[Opening INFORMATION PROVIDED section]
PR #1087, opened 2024-02-12
Get something of octonion tested

ckormanyos:


ckormanyos:
So what I'm finding out is that octonions are fascination. I believe there is a relation to them and order-2 Lie groups. Long on my TODO list and i have no clue about them.

Anyway, the original file [octonion_test.cpp](https://github.com/boostorg/math/blob/develop/test/octonion_test.cpp) in my opinion has more of an exemplary nature. it is described in Math's docs also as such. We can annotate it and potentially rename it as an example.

For actual testing, ... I have in the branch started a new file called [octonion_test_simple.cpp](https://github.com/boostorg/math/blob/try_testing_octonion/test/octonion_test_simple.cpp). It is reminiscent of the original file but its focus will be on testing the actual octonion implementation more clearly and achieving coverage.

I need to study up and get more test data. Python does a lot of this stuff. I'd like some data poinnts for a few basic elementary functions too like `exp()`, etc. So this will be a cool little hobby...

ckormanyos:
> Wasn't there a discussion about deprecating that file since there is now a qvm library in boost?

I'd like that. It seems like legacy code with old style.

I could in this PR:
- Formulate a depriction notice (till 1.86).
- Deprecate octernion and quaternion? Or just octernion?
- Eliminate negative influence from this stuff in CodeCov.

I would need help with the docs upon actual deprecation. But gone seems good on this one.

I just need all-party agreement.

Cc: @jzmaddock and @mborland abd @NAThompson

mborland:
I don't think QVM supports Octonion so we shouldn't deprecate this without replacement. We should add testing because it's already here.

ckormanyos:
> I don't think QVM supports Octonion so we shouldn't deprecate this without replacement. We should add testing because it's already here.

I was afraid you'd say that. GSoC 2030 make octonion great again

ckormanyos:
Ok this is better than it was.

- But we still need a couple hundred lines of octonian coverage.
- I also disabled `lcov`for Input-Streaming of octonians.

We can sort this octonian thing out in a few later rounds.

For now I'll merge, as it's better than earlier.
[Closing INFORMATION PROVIDED section]
REQUIREMENT: Every word of every entry must be returned as it appears.

EXERCISE SOLUTION:
PR #1087, opened 2024-02-12
Get something of octonion tested

ckormanyos:


ckormanyos:
So what I'm finding out is that octonions are fascination. I believe there is a relation to them and order-2 Lie groups. Long on my TODO list and i have no clue about them.

Anyway, the original file [octonion_test.cpp](https://github.com/boostorg/math/blob/develop/test/octonion_test.cpp) in my opinion has more of an exemplary nature. it is described in Math's docs also as such. We can annotate it and potentially rename it as an example.

For actual testing, ... I have in the branch started a new file called [octonion_test_simple.cpp](https://github.com/boostorg/math/blob/try_testing_octonion/test/octonion_test_simple.cpp). It is reminiscent of the original file but its focus will be on testing the actual octonion implementation more clearly and achieving coverage.

I need to study up and get more test data. Python does a lot of this stuff. I'd like some data poinnts for a few basic elementary functions too like `exp()`, etc. So this will be a cool little hobby...

ckormanyos:
> Wasn't there a discussion about deprecating that file since there is now a qvm library in boost?

I'd like that. It seems like legacy code with old style.

I could in this PR:
- Formulate a depriction notice (till 1.86).
- Deprecate octernion and quaternion? Or just octernion?
- Eliminate negative influence from this stuff in CodeCov.

I would need help with the docs upon actual deprecation. But gone seems good on this one.

I just need all-party agreement.

Cc: @jzmaddock and @mborland abd @NAThompson

mborland:
I don't think QVM supports Octonion so we shouldn't deprecate this without replacement. We should add testing because it's already here.

ckormanyos:
> I don't think QVM supports Octonion so we shouldn't deprecate this without replacement. We should add testing because it's already here.

I was afraid you'd say that. GSoC 2030 make octonion great again

ckormanyos:
Ok this is better than it was.

- But we still need a couple hundred lines of octonian coverage.
- I also disabled `lcov`for Input-Streaming of octonians.

We can sort this octonian thing out in a few later rounds.

For now I'll merge, as it's better than earlier.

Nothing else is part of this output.